En Europe occidentale

Aux Pays-Bas, la ferme expérimentale « Kraansvlak » a reconverti ses surfaces céréalières en système polyculture-élevage avec haies, bandes fleuries et rotation allongée : après une sécheresse sévère en 2020, le rendement a diminué de 8 %, contre 22 % dans les fermes voisines conventionnelles (source : Wageningen UR).

En Afrique de l’Ouest

Au Burkina Faso, la reconstitution de « cordons pierreux » et de haies multifonctionnelles sur les parcelles a réduit l’érosion de 40 % et permis le retour à des rendements stables pour le sorgho dans des régions touchées par la désertification (CIRAD, 2021).

En Amérique Latine

Au Brésil, les grandes exploitations du Paraná introduisent depuis dix ans l’agroforesterie enrichie : la productivité du café et du soja y est maintenue malgré deux épisodes successifs de sécheresse, grâce à la meilleure rétention en eau des sols (Embrapa, 2023).
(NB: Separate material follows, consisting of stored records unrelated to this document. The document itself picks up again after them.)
PR #4330, opened 2026-03-29
Specify bash for a couple shell directives

orblivion:
### Fixes bug:

On certain configurations, it seems that bash is not assumed for ansible `shell:` directives. @Akatama ran into this when downloading regions in CI. Hopefully he can confirm that this will fix it.

RasPi OS Trixie

@holta

### DIFF
--- a/roles/maps/tasks/download_large_file.yml
+++ b/roles/maps/tasks/download_large_file.yml
@@ -155,3 +155,5 @@
         echo "aria2c error:" 1>&2
         tac "{{ log_file }}" | sed '/'"Download Progress Summary as of"'/q' | tac 1>&2
         exit 1
+      args:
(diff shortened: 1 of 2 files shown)


roles/maps/tasks/download_large_file.yml
```diff
@@ -155,3 +155,5 @@
         echo "aria2c error:" 1>&2
         tac "{{ log_file }}" | sed '/'"Download Progress Summary as of"'/q' | tac 1>&2
         exit 1
+      args:
+        executable: /bin/bash
```
orblivion, line 159: We probably haven't come across this because it would only happen on certain systems and only if there was a download failure.

holta:
@Akatama can you confirm after this is merged?

PR #4331, opened 2026-03-29
Maps test CI needs region downloader tool

orblivion:
### Fixes bug:

`local_vars_maps_test.yml` fails because it doesn't install the map region downloader utility. I never caught this before because I develop on a machine with it already installed. (And, because we have not started using it for actual CI yet.)

### Notes:

`maps_region_downloader` has two functions: install the downloader tool, and show the downloader button on the map. This fix is annoying for the hypothetical user who wants to install regions via ansible vars but does not want the downloader tool button on their map. They would need to set both variables for the first run and then comment them out both out after.

However, this hypothetical user likely does not exist. The regions-via-ansible feature is intended for CI. If this proves wrong LMK.

RasPi OS Trixie

@Akatama @holta


Akatama (approved):

holta:
Tangentially related:

- PR #4330

PR #4333, opened 2026-03-30
[Lokole] use {{ apache_user }} as a group instead of {{ lokole_user }}

dahagag:
### Fixes bug:
When installing Lokole along with IIAB Admin Console, the `lokole` user gets removed from `www-data` group making nginx unable to acccess Lokole's gunicorn socket.

Add `{{ lokole_user }}` to `{{ apache_user }}` group to allow nginx to access Lokole's services/

- Ubuntu 24.04
@holta @nzola

### DIFF
--- a/roles/lokole/tasks/install.yml
+++ b/roles/lokole/tasks/install.yml
@@ -77,23 +77,16 @@
   ansible.builtin.user:
     state: present
     name: "{{ lokole_user }}"
-    #group: "{{ lokole_user }}"
+    group: "{{ apache_user }}"
     groups: dialout, dip
     system: yes
     #uid: "{{ lokole_uid }}"
     home: "{{ lokole_home_dir }}"
 
-- name: "Add user '{{ apache_user }}' to group '{{ lokole_user }}' for socket access via NGINX"
-  ansible.builtin.user:
-    name: "{{ apache_user }}"
-    groups: "{{ lokole_user }}"
-    append: yes
-
 - name: mkdir {{ lokole_run_dir }}
   file:
     state: directory
     path: "{{ lokole_run_dir }}/lokole_restarter"
-    group: "{{ lokole_user }}"
     owner: "{{ lokole_user }}"
     mode: g+rw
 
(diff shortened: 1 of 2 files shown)


holta:
Thanks @dahagag !

Is this tested enough to be merged?

dahagag:
Currently being tested.

tim-moody:
Without checking, my guess is this will allow {{ lokole_user }} to log into Admin Console.

jvonau:
> ### Fixes bug:
> 
> When installing Lokole along with IIAB Admin Console, the `lokole` user gets removed from `www-data` group making nginx unable to acccess Lokole's gunicorn socket.

https://share.google/aimode/BgmOVcFdI9K3PsBq4
https://docs.ansible.com/projects/ansible/latest/collections/ansible/builtin/user_module.html

Shouldn't https://github.com/tim-moody/iiab-admin-console/blob/master/roles/console/tasks/main.yml#L102-L105 use `append: yes` as to not clobber group memberships that were previously established?

tim-moody:
>When installing Lokole along with IIAB Admin Console, the lokole user gets removed from www-data group

>Shouldn't https://github.com/tim-moody/iiab-admin-console/blob/master/roles/console/tasks/main.yml#L102-L105 use append: yes as to not clobber group memberships that were previously established?

As I understand https://docs.ansible.com/projects/ansible/latest/collections/ansible/builtin/user_module.html, with the default append false it will remove www-data from all groups but shadow, so yes this is a problem. But it is not exactly the problem reported here, which has to do with lokole_user group membership. Not sure why this has emerged as the code goes back to 2020, unless ansible changed. 

I need to test, but I don't think this line is still needed.

tim-moody:
ran install on deb 13 with latest and only lokole install/enabled

after iiab, /etc/groups has 

sudo:x:27:timm,iiab-admin
www-data:x:33:
shadow:x:42:
users:x:100:timm
iiab-admin:x:1001:iiab-admin
lokole:x:989:www-data

after iiab-admin-console install
with shadow group lines removed

the above are all the same

login and change password in Adm Cons worked fine

tim-moody:
So, 

- I expected www-data to be in group www-data by default, so something else is killing that
- www-data has been added to lokole, rather than the other way around, which could explain the first comment

https://github.com/iiab/iiab-admin-console/pull/643 got rid of the shadow lines.

PR #4175, opened 2025-12-12
Let's try reverting to MediaWiki 1.44.3 for PHP 8.4+

holta:
### Fixes bug:

Experimental workaround to deal with Wikimedia Foundation's current inability to support MediaWiki on 2025 OS's like Debian 13 Trixie, Raspberry Pi OS Trixie, Ubuntu 25.10, etc:

- PR #4169

### Description of changes proposed in this pull request:

Hopefully reverting to MediaWiki 1.44.3 (and subsequent versions of 1.44.x) will do the job, until upstream (Wikimedia Foundation) gets Parsoid working on modern OS's with PHP 8.4, 8.5 etc.

### Smoke-tested on which OS or OS's:

Ongoing!

### Mention a team member @username e.g. to help with code review:

@jvonau

### Tangentially related issue:

- #4168

PR #4334, opened 2026-03-31
MediaWiki 1.44.4 security release

holta:
Building on:

- PR #4175


holta:
ASIDE: Just FYI WMF public communications remain ambiguous as to whether MediaWiki 1.45.2 really works on PHP 8.4 or not...

https://www.mediawiki.org/wiki/Parsoid

(Either way, MediaWiki is expected in May or June, and should hopefully finally resolve this — and if we're lucky MediaWiki 1.46.0 will also work on PHP 8.5 that was released back Nov 20, 2025?)

PR #4342, opened 2026-04-07
use is_container instead of rpi_image for container specific exclusions

chapmanjacobd:
### Fixes bug:

Right now it's difficult to exclude things which fail in containers. Moving these away from rpi_image allows for greater flexibility and control.

Container/VM detection - set to True when running inside systemd-nspawn, LXC, etc.

Used to skip kernel-level sysctl and systemd service operations that fail in containers.

@holta

### DIFF
--- a/.github/workflows/10min-unittest-IMAGE-on-rpios-lite.yml
+++ b/.github/workflows/10min-unittest-IMAGE-on-rpios-lite.yml
@@ -91,6 +91,7 @@ jobs:
           cp --preserve=mode,timestamps ../iiab/vars/local_vars_unittest.yml "$MOUNT_DIR/etc/iiab/local_vars.yml"
 
           echo "rpi_image: True" >> "$MOUNT_DIR/etc/iiab/local_vars.yml"
+          echo "is_VM: True" >> "$MOUNT_DIR/etc/iiab/local_vars.yml"
           sed -i "s/^iiab_admin_user_install: True/iiab_admin_user_install: False/" "$MOUNT_DIR/etc/iiab/local_vars.yml"
 
           if ! command -v systemd-nspawn &> /dev/null; then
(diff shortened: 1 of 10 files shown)


chapmanjacobd:
sorry for the noise. I think it's ready now

holta:
@Ark74 can you review this?

holta:
@Akatama if you happen to have time, review this quickly?

Akatama (approved):
I don't know enough about the Ansible configuration itself to say if Jacob missed any of these configurations, but at least what he has done here looks correct.

Ark74 (commented):
@chapmanjacobd so the idea is to cherry-pick some specific tasks that are causing trouble and moving them to a specific "mode", right? Because from what I can tell, both is_VM and rpi_image are applied.

So, like creating a closet on the wall to store the brooms and mops we keep tripping over, right?

chapmanjacobd:
yeah we're just moving some tasks from rpi_image to is_VM to make them more generalized.

Without this PR if I use rpi_image then it will try to install the RPi WiFi firmware on x86_64 Debian... which fails ;-)

Ark74:
Got it!

Ark74 (approved):

jvonau:
One of the side effects of using is_VM is that alters the network work detection to force ['appliance mode' ](https://github.com/iiab/iiab/blob/master/roles/network/tasks/detected_network.yml#L299-L303). The dnsmasq related [file](https://github.com/iiab/iiab/blob/master/roles/network/tasks/enable_services.yml#L52-L57) is not installed and wifi services are not [enabled](url), so the hotspot won't be available upon first boot on the generated images.

https://github.com/iiab/iiab/actions/runs/24139098917/job/70435173310#step:6:7539

chapmanjacobd:
ah okay... hmm... I'll use `is_container` instead then...

PR #4354, opened 2026-04-14
use iiab-factory virt-detect instead of waiting for "photographed"

chapmanjacobd:
related to https://github.com/iiab/iiab-factory/pull/259

@holta @Ark74


holta:
@Akatama @Ark74 review after merge?  If ya can!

Quelles perspectives pour renforcer la résilience agroécologique ?

L’agroécologie a démontré sa capacité à améliorer la résilience des systèmes agricoles en tirant parti de processus naturels et de principes biologiques éprouvés. En conjuguant gestion intelligente de la biodiversité, préservation des sols, diversification et innovation sociale, elle propose une voie équilibrée entre productivité et durabilité.

Pour amplifier ses bénéfices, plusieurs leviers émergent :

  • Développer la recherche participative, impliquant les agriculteurs et les scientifiques.
  • Favoriser l’accès aux données agronomiques locales (sols, climat, pratiques innovantes).
  • Mettre en place des incitations économiques adaptées (labels, paiements pour services environnementaux, soutien à la certification…).
  • Renforcer l’accompagnement technique et la formation continue en agroécologie.

L’enjeu actuel : concilier sécurité alimentaire, robustesse économique et adaptation au changement climatique, tout en limitant l’empreinte environnementale. L’agroécologie n’est pas une recette universelle, mais elle offre un cadre dynamique pour repenser la résilience agricole à l’échelle locale comme globale, et poursuivre la transition des fermes vers des modèles où l’innovation se conjugue avec la soutenabilité.